PR #197, opened 2024-09-05
Check for warnings in tests and more flake8 rules

Lincoln-GR:
* check that no warnings are emitted during tests
* Enable more flake8 rules to have style closer to black, and enable some optional rules from flake8-bugbear


joecrowleygaia:
I'd prefer to stick with google styling for now unless @serge-gaia tells us to move to black, especially since it has been decided as an action from the software engineering guild and is documented as the style to use for the project in confluence. The formatter i use (apparently google compliant) produces significantly different results.

joecrowleygaia (changes requested):
Wait for @serge-gaia to get back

★ ★ ★ ★

• _WHAT THE EXERCISE ASKS_
Your answer should be exactly the lines of the material above, starting at the one that holds "emitted during tests" and ending with the last.

• _EXERCISE RESPONSE_
* check that no warnings are emitted during tests
* Enable more flake8 rules to have style closer to black, and enable some optional rules from flake8-bugbear


joecrowleygaia:
I'd prefer to stick with google styling for now unless @serge-gaia tells us to move to black, especially since it has been decided as an action from the software engineering guild and is documented as the style to use for the project in confluence. The formatter i use (apparently google compliant) produces significantly different results.

joecrowleygaia (changes requested):
Wait for @serge-gaia to get back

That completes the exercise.